Canoniek recht is het oudste nog bestaande rechtssysteem in de westerse wereld. Het is een intern rechtssysteem binnen de katholieke kerk dat het burgerlijk recht respecteert, zolang het burgerlijk recht niet in strijd is met wat de kerk als rechtvaardig en moreel beschouwt. De huidige Codex van Canoniek Recht werd in 1983 uitgevaardigd door paus Johannes Paulus II. Het wetboek van 1983 is een herziening van het vorige wetboek van 1917. De herziening was een direct gevolg van het Tweede Vaticaans Concilie (1962-65), en het doel van het herzieningsproces was de leer van het Tweede Vaticaans Concilie te vertalen in de Code van 1983.
Er zijn 1752 canons (wetten) in de Code van Canoniek Recht van 1983, en die canons bestrijken een groot deel van het recht van de Kerk, maar er zijn andere wetten, normen, voorschriften en regels die op andere plaatsen worden opgesomd. De tweede wet of canon van het Wetboek van Canoniek Recht van 1983 stelt dat het wetboek “voor het grootste deel” geen liturgische riten bepaalt of hoe die moeten worden gevierd. Die normen zijn te vinden in het begin van de officiële liturgische ritusboeken. Er zijn ook voorschriften die binnen een bisdom worden uitgevaardigd en binnen dat bisdom worden gevolgd, die kunnen verschillen van voorschriften in een ander bisdom in de buurt (b.v. leeftijd voor het vormsel). Religieuze ordes/congregaties hebben elk een algemene regel, die vele regels omvat voor het interne bestuur van de orde en de bescherming van haar leden. Deze regels zijn niet van toepassing op leden van een bisdom, die geen lid zijn of willen worden van de religieuze orde/gemeenschap.
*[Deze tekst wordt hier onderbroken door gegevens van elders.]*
PR #3726, opened 2026-04-12
fix(scripts): handle missing binaries in prepare-release

jkowall:
## Summary
- catch `FileNotFoundError` in `scripts/prepare-release.py` after the move to `subprocess.run(..., shell=False)`
- preserve the script's normal error reporting for missing tools such as `git`, `make`, and `npm`
- keep sensitive-command output suppressed as before

## Why this fix is needed
The earlier hardening changed command execution from shell strings to argv lists with `shell=False`, which is the right security fix. That change also altered the failure mode for missing executables: Python now raises `FileNotFoundError` instead of `CalledProcessError`.

`run_command()` only handled `CalledProcessError`, so missing binaries started surfacing as uncaught tracebacks instead of the script's normal user-facing error output. This change restores that behavior without undoing the security improvement.

## Validation
- `npm run fmt`
- `npm run lint`
- `npm run build`
- `npm test` still reports pre-existing unrelated failures in `packages/plexus`

Related: https://github.com/jkowall/jaeger-ui-F/pull/26

### DIFF
--- a/scripts/prepare-release.py
+++ b/scripts/prepare-release.py
@@ -10,37 +10,48 @@ import tempfile
 import time
 from datetime import date
 
-def run_command(command, cwd=None, capture_stdout=True, capture_stderr=True):
+def run_command(command, cwd=None, capture_stdout=True, capture_stderr=True, sensitive=False):
+    if isinstance(command, str):
+        raise TypeError(f"command must be a list of arguments, not a string: {command!r}")
     try:
         result = subprocess.run(
             command,
             cwd=cwd,
             check=True,
-            shell=True,
+            shell=False,
             text=True,
             stdout=subprocess.PIPE if capture_stdout else None,
             stderr=subprocess.PIPE if capture_stderr else None
         )
         return result.stdout.strip() if capture_stdout and result.stdout else ""
     except subprocess.CalledProcessError as e:
-        print(f"Error running command: {command}")
-        if capture_stdout and e.stdout:
-            print(f"STDOUT: {e.stdout}")
-        if capture_stderr and e.stderr:
-            print(f"STDERR: {e.stderr}")
+        if sensitive:
+            print("Error running sensitive command (output suppressed)")
+        else:
+            print(f"Error running command: {command}")
+            if capture_stdout and e.stdout:
+                print(f"STDOUT: {e.stdout}")
+            if capture_stderr and e.stderr:
+                print(f"STDERR: {e.stderr}")
+        raise
+    except FileNotFoundError:
+        if sensitive:
+            print("Error: Sensitive command binary not found (output suppressed)")
+        else:
+            print(f"Error: Command binary not found for: {command}")
         raise
 
 def check_dependencies():
     try:
-        run_command("gh --version")
-    except:
+        run_command(["gh", "--version"])
+    except (subprocess.CalledProcessError, FileNotFoundError):
         print("Error: 'gh' CLI is not installed or not in PATH.")
         sys.exit(1)
 
 def get_gh_token():
     try:
-        return run_command("gh auth token")
-    except:
+        return run_command(["gh", "auth", "token"], sensitive=True)
+    except (subprocess.CalledProcessError, FileNotFoundError):
         print("Error: Could not retrieve GitHub token using 'gh auth token'. Please login via 'gh auth login'.")
         sys.exit(1)
 
@@ -50,7 +61,7 @@ def validate_version(version):
         sys.exit(1)
 
 def check_git_status():
-    status = run_command("git status --porcelain")
+    status = run_command(["git", "status", "--porcelain"])
     if status:
         print("Error: Git working directory is not clean. Please commit or stash changes.")
         sys.exit(1)
@@ -61,14 +72,14 @@ def create_branch(version, dry_run=False):
         print(f"[Dry Run] Would create branch {branch_name}")
     else:
         print(f"Creating branch {branch_name}...")
-        run_command(f"git checkout -b {branch_name}")
+        run_command(["git", "checkout", "-b", branch_name])
     return branch_name
 
 def generate_release_notes():
     print("Generating release notes via 'make changelog'...")
     # Run make -s (silent) to suppress echoing commands, capturing only the script output
     # Stream stderr (capture_stderr=False) to show progress bars from release-notes.py
-    return run_command("make -s changelog", capture_stderr=False)
+    return run_command(["make", "-s", "changelog"], capture_stderr=False)
 
 def update_changelog(version, notes, dry_run=False):
     print("Updating CHANGELOG.md...")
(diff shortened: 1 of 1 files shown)


yurishkuro:
merge history is messed up, lots of unrelated changes

jkowall:
Sorry I had this issue before and fixed it, but apparently the wrong changes were pushed via the PR. Fixed now.

yurishkuro:
merge conflicts

jkowall:
> merge conflicts

resolved now.

scripts/prepare-release.py
```diff
@@ -10,37 +10,48 @@
...
+            if capture_stdout and e.stdout:
+                print(f"STDOUT: {e.stdout}")
+            if capture_stderr and e.stderr:
+                print(f"STDERR: {e.stderr}")
+        raise
+    except FileNotFoundError:
+        if sensitive:
+            print("Error: Sensitive command binary not found (output suppressed)")
+        else:
+            print(f"Error: Command binary not found for: {command}")
```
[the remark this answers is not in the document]
jkowall: Addressed in `b1502c62`. `run_command()` now captures `FileNotFoundError as e`, uses `e.filename`, and distinguishes a missing working directory from other missing paths while keeping the sensitive-output behavior intact.

scripts/prepare-release.py
```diff
@@ -10,37 +10,48 @@
...
-        if capture_stderr and e.stderr:
-            print(f"STDERR: {e.stderr}")
+        if sensitive:
+            print("Error running sensitive command (output suppressed)")
+        else:
+            print(f"Error running command: {command}")
+            if capture_stdout and e.stdout:
+                print(f"STDOUT: {e.stdout}")
+            if capture_stderr and e.stderr:
+                print(f"STDERR: {e.stderr}")
```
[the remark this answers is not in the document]
jkowall: Addressed in `b1502c62`. I added `format_command_for_display()` with `shlex.join(...)` and now use that formatted command string in the error messages while still executing with `shell=False`.

scripts/prepare-release.py
```diff
@@ -27,12 +33,42 @@ def run_command(command, cwd=None, capture_stdout=True, capture_stderr=True, sen
...
+                    'not found (output suppressed)'
+                )
+        else:
+            if cwd_str and missing_path == cwd_str:
+                print(f"Error: Working directory not found for command {formatted_command}: {cwd_str}")
+            elif missing_path:
+                print(
+                    'Error: Required path not found while running command '
+                    f'{formatted_command}: {missing_path}'
+                )
```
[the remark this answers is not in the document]
jkowall: Addressed in `7f99db30`. The `FileNotFoundError` handling now detects `missing_path == str(command[0])` and reports that case as an executable missing from PATH, while keeping the working-directory case separate.

scripts/prepare-release.py
```diff
@@ -27,12 +33,42 @@ def run_command(command, cwd=None, capture_stdout=True, capture_stderr=True, sen
...
+            else:
+                print(f"Error: Required path not found while running command: {formatted_command}")
+        raise
```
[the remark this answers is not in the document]
jkowall: Addressed in `7f99db30`. I added a `print_errors` flag to `run_command()` and disabled internal printing in `check_dependencies()` and `check_gh_auth()`, so those callers can emit their own single user-facing message without duplicate output.

scripts/prepare-release.py
```diff
@@ -27,16 +41,60 @@ def run_command(command, cwd=None, capture_stdout=True, capture_stderr=True, sen
...
+                print(f"STDOUT: {e.stdout}")
+            if not sensitive and capture_stderr and e.stderr:
+                print(f"STDERR: {e.stderr}")
+        raise
+    except FileNotFoundError as e:
+        missing_path = getattr(e, 'filename', None)
+        cwd_str = str(cwd) if cwd is not None else None
+        is_missing_cwd = cwd_str is not None and missing_path == cwd_str
+        is_missing_executable = executable is not None and missing_path == executable
+        if print_errors:
```
yurishkuro: I think this is a massive overkill. The prepare-release is run locally - even if it prints a GH token, big deal. But having this 50 LOC handing of printing an error is completely unnecessary for a helper script.

jkowall: I agree with you on that one. I will simplify it, but I do think that this is still something we should address, because it can be a vector that is used to compromise your local machine, which can then be used to change the code in the repository. It should be hardened a little bit more.

jkowall: Agreed. I simplified this down in `576880f9` to keep the context proportional to a local helper script: dropped the path/PATH classification and command-formatting helpers, kept only the small `FileNotFoundError` path plus a top-level exit to avoid raw tracebacks, and left the `shell=False` command execution intact.

scripts/prepare-release.py
```diff
@@ -178,4 +191,7 @@ def main():
         git_commit_and_pr(version, branch_name)
 
 if __name__ == "__main__":
-    main()
+    try:
```
yurishkuro, line 194: any uncaught exception from main would result in a stacktrace and exit(1) - why do you need to catch them?

scripts/prepare-release.py
```diff
@@ -47,7 +59,8 @@ def check_gh_auth():
             ["gh", "auth", "status"],
             capture_stdout=False,
             capture_stderr=False,
-            sensitive=True
+            sensitive=True,
```
yurishkuro, line 62: what is sensitive about `auth status`? It obfuscates the token
```
$ gh auth status
github.com
  ✓ Logged in to github.com account yurishkuro (keyring)
  - Active account: true
  - Git operations protocol: ssh
  - Token: gho_************************************
  - Token scopes: 'gist', 'notifications', 'read:audit_log', 'read:discussion', 'read:enterprise', 'read:gpg_key', 'read:org', 'read:project', 'read:public_key', 'read:repo_hook', 'read:ssh_signing_key', 'read:user', 'repo'
```

yurishkuro (commented):
Sorry I don't get the point of the PR. The first check we do is `gh --version` which was already catching `FileNotFoundError`:
```
except (subprocess.CalledProcessError, FileNotFoundError):
```
So the reason for change stated in the description is not valid - we would've already caught the missing `gh` binary. Meanwhile all other changes are not even needed because the whole point of using `gh` binary was that it handles authentication automatically and securely without requiring us to do anything like reading files or env vars for tokens.

jkowall:
> Sorry I don't get the point of the PR.

The main point is that I can easily inject malicious code into this script via various vectors, which would essentially compromise the release. I believe there are valid areas where we could harden the script, but I will close out the PR.

yurishkuro:
When you say "I can inject" are you referring to non-maintainer injecting and maintainer unwillingly executing? 'Cause otherwise it's a maintainer doing it to themselves.

jkowall:
With #3717, we are better covered from most aspects; however, since we are implementing cross-repo inclusion without pinning, that's still not a best practice, but it's on paper and not realistic for our current situation.

PR #3329, opened 2026-01-07
[otel migration] Phase 3.1: add JaegerClient v3 and use for services / operations

yurishkuro:
Part of #3265

# Task List: Milestone 3.1 - Trace Discovery Integration

## Infrastructure & APIs
- [x] Setup QueryClient and QueryClientProvider in App 
- [x] Add unit tests for `JaegerClient` class
- [x] Create `JaegerClient` class (Renamed from TraceDiscoveryClient/OtlpApiClient) 
- [x] **Address Feedback (JaegerClient Refactor)**
    - [x] Rename `OtlpApiClient` to `JaegerClient`
    - [x] Drop `Otlp` prefix from API types
    - [x] Update `fetchSpanNames` to return `{ name: string; spanKind: string }[]`
    - [x] Rename `useOtlpMetadata.ts` to `useTraceDiscovery.ts` and update hook names

## Search Form & Page
- [x] Integrate Trace Discovery Hooks into `SearchForm`
    - [x] Initial integration
    - [x] Handle `{ name, spanKind }` in Span Names dropdown (via wrapper projection)
- [x] Optimize Loading UX
    - [x] Remove top-level blocking indicator in `SearchTracePage`
    - [x] Implement granular loading state in `SearchFormImpl`
- [x] **Clean up Redux Redundancy**
    - [x] Remove `mapStateToProps` service mapping in `SearchTracePage`
    - [x] Remove `fetchServices` calls in `SearchTracePage`

## Testing & Verification
- [x] Fix failing tests in `SearchForm.test.js`
- [x] Fix failing tests in `SearchTracePage/index.test.js`
    - [x] Add `QueryClientProvider` to test context
    - [x] Remove legacy Redux-based state/action assertions
    - [x] Restore behavioural tests: Verify `jaegerClient` discovery is triggered
    - [x] Restore behavioural tests: Verify granular loading state UX
- [x] Fix TypeScript error TS2554 in `SearchFormWithOtlpMetadata.tsx`
- [x] Verify all 73 unit tests in affected files pass

## Documentation
- [x] Update ADR 0005 for `useConfig`
- [x] Update ADR 0005 terminology to "Trace Discovery"

PR #3734, opened 2026-04-15
fix(ui): sort services alphabetically #3733

bender316:
## Which problem is this PR solving?
fixes #3733

## Description of the changes
- sort services in search form alphabetically

## How was this change tested?
- running jaeger UI locally against development storage and verify sorting
- added unit tests

## Checklist
- [x] I have read https://github.com/jaegertracing/jaeger/blob/main/CONTRIBUTING_GUIDELINES.md
- [x] I have signed all commits
- [x] I have added unit tests for the new functionality
- [x] I have run lint and test steps successfully: `make lint test`

## AI Usage in this PR (choose one)
See [AI Usage Policy](https://github.com/jaegertracing/jaeger/blob/main/CONTRIBUTING_GUIDELINES.md#ai-usage-policy).
- [ ] **None**: No AI tools were used in creating this PR
- [ ] **Light**: AI provided minor assistance (formatting, simple suggestions)
- [x] **Moderate**: AI helped with code generation or debugging specific parts
- [ ] **Heavy**: AI generated most or all of the code changes

PR #3740, opened 2026-04-16
fix(SearchForm): sort services alphabetically in the dropdown

### LINKED ISSUE #3733: [Bug]: Services are no longer sorted alphabetically
### What happened?

I guess due to the refactoring in #3329 (and related changes) the services in the search form are no longer sorted alphabetically.

### Steps to reproduce

1. Have multiple services
2. List is sorted after order in storage (e.g. time of creation)

### Expected behavior

I think it's best to have them still sorted alphabetically. Despite have a filter for the list you might not always know what you're looking for.

### Relevant log output

```shell

```

### Screenshot

_No response_

### Additional context

_No response_

### Jaeger backend version

_No response_

### SDK

_No response_

### Pipeline

_No response_

### Stogage backend

_No response_

### Operating system

_No response_

### Deployment model

_No response_

### Deployment configs

```shell

```

tmchow:
## Summary

Restore alphabetical ordering for services across the UI. After the v3 client migration in #3329, `useServices()` returns them in the backend's storage order, which is typically creation time rather than alphabetical.

## Approach

Sort inside the `useServices()` hook via React Query's `select` transform, so every consumer gets the sorted list. `SearchForm`, `Monitor/ServicesView`, `DeepDependencies`, and `QualityMetrics` all benefit from one fix.

The sort uses a case-insensitive `localeCompare` with `sensitivity: 'base'` so mixed-case service names group the way users expect. The transform returns a copy (`[...data].sort(...)`) so React Query's cached array is not mutated.

### Note on `Monitor/ServicesView`

`ServicesView` picks `services[0]` as the default selection when no `lastAtmSearchService` is saved. With alphabetical sort applied inside the hook, that default now lands on the alphabetically-first service instead of whatever the backend happened to return first. This is the behavior requested in review but worth flagging explicitly.

## Test plan

```
cd packages/jaeger-ui
npx vitest run src/hooks/useTraceDiscovery.test.ts src/components/SearchTracePage/SearchForm.test.jsx
# 77 tests pass

npx vitest run src/components/Monitor/ src/components/QualityMetrics/ src/components/DeepDependencies/
# 400 tests pass
```

Fixes #3733

This contribution was developed with AI assistance (Claude Code).

[Compound Engineering](https://github.com/EveryInc/compound-engineering-plugin)

### DIFF
--- a/packages/jaeger-ui/src/components/SearchTracePage/SearchForm.tsx
+++ b/packages/jaeger-ui/src/components/SearchTracePage/SearchForm.tsx
@@ -366,8 +366,15 @@ export const SearchFormImpl: React.FC<ISearchFormImplProps> = ({
     resultsLimit: initialValues?.resultsLimit,
   }));
 
-  // Fetch services using React Query
-  const { data: services = [], isLoading: isLoadingServices, error: servicesError } = useServices();
+  // Fetch services using React Query. The API may return them in storage
+  // order, which the search form has historically displayed alphabetically
+  // (issue #3733). Sort here rather than in useServices so other consumers
+  // (Monitor, DeepDependencies, QualityMetrics) keep the API-provided order.
+  const { data: rawServices = [], isLoading: isLoadingServices, error: servicesError } = useServices();
+  const services = useMemo(
+    () => [...rawServices].sort((a, b) => a.localeCompare(b, undefined, { sensitivity: 'base' })),
+    [rawServices]
+  );
 
   // Fetch span names for the currently selected service
   const currentService = formData.service;
--- a/packages/jaeger-ui/src/components/SearchTracePage/SearchForm.tsx
+++ b/packages/jaeger-ui/src/components/SearchTracePage/SearchForm.tsx
@@ -366,15 +366,8 @@ export const SearchFormImpl: React.FC<ISearchFormImplProps> = ({
     resultsLimit: initialValues?.resultsLimit,
   }));
 
-  // Fetch services using React Query. The API may return them in storage
-  // order, which the search form has historically displayed alphabetically
-  // (issue #3733). Sort here rather than in useServices so other consumers
-  // (Monitor, DeepDependencies, QualityMetrics) keep the API-provided order.
-  const { data: rawServices = [], isLoading: isLoadingServices, error: servicesError } = useServices();
-  const services = useMemo(
-    () => [...rawServices].sort((a, b) => a.localeCompare(b, undefined, { sensitivity: 'base' })),
-    [rawServices]
-  );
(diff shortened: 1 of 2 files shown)


packages/jaeger-ui/src/components/SearchTracePage/SearchForm.tsx
```diff
@@ -366,8 +366,15 @@ export const SearchFormImpl: React.FC<ISearchFormImplProps> = ({
     resultsLimit: initialValues?.resultsLimit,
   }));
 
-  // Fetch services using React Query
-  const { data: services = [], isLoading: isLoadingServices, error: servicesError } = useServices();
+  // Fetch services using React Query. The API may return them in storage
+  // order, which the search form has historically displayed alphabetically
+  // (issue #3733). Sort here rather than in useServices so other consumers
+  // (Monitor, DeepDependencies, QualityMetrics) keep the API-provided order.
+  const { data: rawServices = [], isLoading: isLoadingServices, error: servicesError } = useServices();
```
yurishkuro: the fix should be in useServices() so that it works for all components

packages/jaeger-ui/src/hooks/useTraceDiscovery.ts
```diff
@@ -14,6 +17,7 @@ export function useServices(): UseQueryResult<string[]> {
     queryFn: () => jaegerClient.fetchServices(),
     staleTime: 60 * 1000, // 1 minute
     refetchOnWindowFocus: true,
+    select: data => [...data].sort((a, b) => a.localeCompare(b, undefined, { sensitivity: 'base' })),
```
yurishkuro, line 20: Define a function at module level to avoid memoization issues with lambda function.

tmchow:
Thanks @yurishkuro. Moved the sort into `useServices()` via React Query's `select` transform - pushed in the latest commit. Same case-insensitive `localeCompare` logic, just applied once in the hook so `Monitor`, `DeepDependencies`, `QualityMetrics`, and `SearchForm` all get the sorted list.

One behavior change worth flagging: `Monitor/ServicesView` uses `services[0]` as the default metrics selection when no `lastAtmSearchService` is saved. That default now lands on the alphabetically-first service instead of the backend's first response. Assuming that's the outcome you want; happy to revert if not.

Also addressed @Copilot's note - dropped the local `useMemo` on `rawServices` in `SearchForm` (the select transform returns a stable array from React Query's cache so it's not needed anymore).

All tests pass: 77 in the hook/SearchForm suites, 400 in Monitor/QualityMetrics/DeepDependencies.

yurishkuro:
I merged another PR #3734

PR #3761, opened 2026-04-20
Part of Phase 1 (1e): migrate embed flags off Redux

ghost:
- Resolves part of #3657

## Description of the changes
- Implements ADR 0004 Phase 1e (embedded UI flags)
- Problem: embedded was a Redux slice with no actions, only an initializer reading `window.location.search` once.
- Added `packages/jaeger-ui/src/stores/embedded-store.ts`
- Removed: `reducers/embedded.ts`, its test, and embedded from `combineReducers` and `ReduxState`.
- Tests: `embedded-store.test.ts`; `Page.test.jsx`, `SearchTracePage/index.test.jsx`, `TracePage/index.test.jsx` updated.

- Unit tests
- Use a single `?` then `&uiEmbed=v0&...` (a second ? breaks parsing), e.g. `/search?...&uiEmbed=v0&uiSearchHideGraph=1`.
- load a DDG graph, hover nodes/edges, change service

## Checklist


packages/jaeger-ui/src/components/App/Page.tsx
```diff
@@ -18,13 +17,15 @@ import withRouteProps from '../../utils/withRouteProps';
 
 type TProps = {
   children: React.ReactNode;
-  embedded: EmbeddedState;
+  embedded?: EmbeddedState | null;
```
yurishkuro, line 20: so null and undefined have different meaning here?

packages/jaeger-ui/src/stores/embedded-store.ts
```diff
@@ -0,0 +1,28 @@
+// Copyright (c) 2026 The Jaeger Authors.
+// SPDX-License-Identifier: Apache-2.0
+
+// URL-driven embedded UI flags (`?uiEmbed=v0&...`). Parsed once per page load - same
+// behavior as the former Redux `embedded` reducer (no actions, no updates).
+
+import { EmbeddedState } from '../types/embedded';
+import { getEmbeddedState } from '../utils/embedded-url';
+
+let cached: EmbeddedState | null | undefined;
```
yurishkuro, line 10: what is the semantic difference between null and undefined? Can we use just `?EmbeddedState`?

packages/jaeger-ui/src/components/App/Page.tsx
Parship12: we only distinguish “prop not passed” vs “prop passed as null”:
- embedded omitted (undefined) -> read flags from the URL
- embedded={null} -> explicit “not embedded” for this render(mostly for tests), without depend on the URL.

So null is not the same as “missing”: missing means “use URL”; null means “override to off” That’s why `EmbeddedState?` alone isn’t enough... we need a way to force non-embedded when the URL might still carry `uiEmbed=v0`

packages/jaeger-ui/src/stores/embedded-store.ts
Parship12: undefined -> cache not initialize yet (first call).
null -> initialized; URL says we are not in `uiEmbed=v0`
EmbeddedState -> initialized; embedded mode on.

packages/jaeger-ui/src/components/App/Page.tsx
Parship12: so here null is just for tests

yurishkuro: Seems overly convoluted. (a) I am not a fan of relaxing domain types because tests are too lazy to initialize a value as needed. (b) why does using URL depend on what is passed via props? Especially on the Page component, when would anyone ever pass EmbeddedState via props and not via URL?

Parship12: ok so i think we can refactor embed mode so Page / SearchTracePage / TracePage no longer accept an embedded prop, they always read embed state from the URL with `getEmbeddedFromUrl()`, and tests use the real query string or a mock of that helper?

packages/jaeger-ui/src/stores/embedded-store.ts
Parship12: Here we still need three ideas
we cannot merge those three meanings into `EmbeddedState?` alone without losing information. We can make the code look clear may be by creating a union.

packages/jaeger-ui/src/components/App/Page.tsx
Parship12: > when would anyone ever pass EmbeddedState via props and not via URL?

yes, this prop existed just for tests, not for a real user path

ghost:
@yurishkuro ptal

packages/jaeger-ui/src/components/App/Page.tsx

De eerste canon (wet) in het wetboek van 1983 kan een beetje verwarrend overkomen en raakt minder leden van het bisdom San José dan de tweede canon (hierboven), die ons allen aangaat. Toch is de eerste canon zeer belangrijk. Er staat: “De canons van deze Code hebben alleen betrekking op de Latijnse Kerk”. De Latijnse Kerk is de Kerk waarvan de overgrote meerderheid van de katholieken in de V.S. denkt dat zij synoniem is met de Katholieke Kerk, maar de Universele Katholieke Kerk is groter dan de Latijnse Kerk. Er zijn uitingen van de Oosterse ritus van de Universele Katholieke Kerk die trouw zijn aan het pauselijk gezag, maar die zelf als kerken worden beschouwd. Binnen de geografische grenzen van het Bisdom San José zijn er vijf Oosterse Katholieke Kerken, die elk hun eigen bisschoppen hebben buiten het grondgebied van het Bisdom San José, ook al heeft de Bisschop van San José nog steeds een toezichthoudende autoriteit over die Kerken: Byzantijnse (Rutheniaanse) Katholieke Kerk, Melkite-Griekse Katholieke Kerk, Syro Malabar Katholieke Kerk, Chaldeeuwse Katholieke Kerk, en Oekraïens-Griekse Katholieke Kerk. Er zijn er nog meer, maar niet in ons bisdom. In 1990 vaardigde Paus Johannes Paulus II de Oosterse Code van Canoniek Recht uit, die de canons voor deze Oosterse Kerken bevat. Er zijn dus twee wetboeken van Canoniek Recht met veel overeenkomsten, maar het Oosters Wetboek was nodig om de verschillende tradities van die Oosterse Kerken te eren, die wel Katholiek zijn, maar niet “Latijns”. Hopelijk verklaart dit de eerste canon (wet) in het Wetboek van Canoniek Recht van 1983.
Beide wetboeken van Canoniek Recht bestrijken veel gebieden van de kerkelijke bediening, en veel van de wetten zijn zeer pastoraal. Er zijn paragrafen over sacramenten, parochies, bisdommen, katholiek onderwijs, religieuze ordes, eigendom van goederen, bescherming van rechten, en kerkelijke straffen – om er maar een paar te noemen. Beide wetboeken van Canoniek Recht zijn toegankelijk op het internet. Om veel van de canons te begrijpen is een commentaar nodig (bijv. New Commentary on the Code of Canon Law, uitgegeven door Beal, Coriden, and Green, 2000). Of u kunt de canonisten bellen die werkzaam zijn in het tribunaal van ons bisdom.
Ten slotte wordt de laatste canon van het Wetboek van 1983 soms aangeduid als het Hoogste Recht van de Kerk. Het laatste deel van die laatste canon zegt: “…het zielenheil, dat altijd de hoogste wet in de Kerk moet zijn, moet men voor ogen houden.”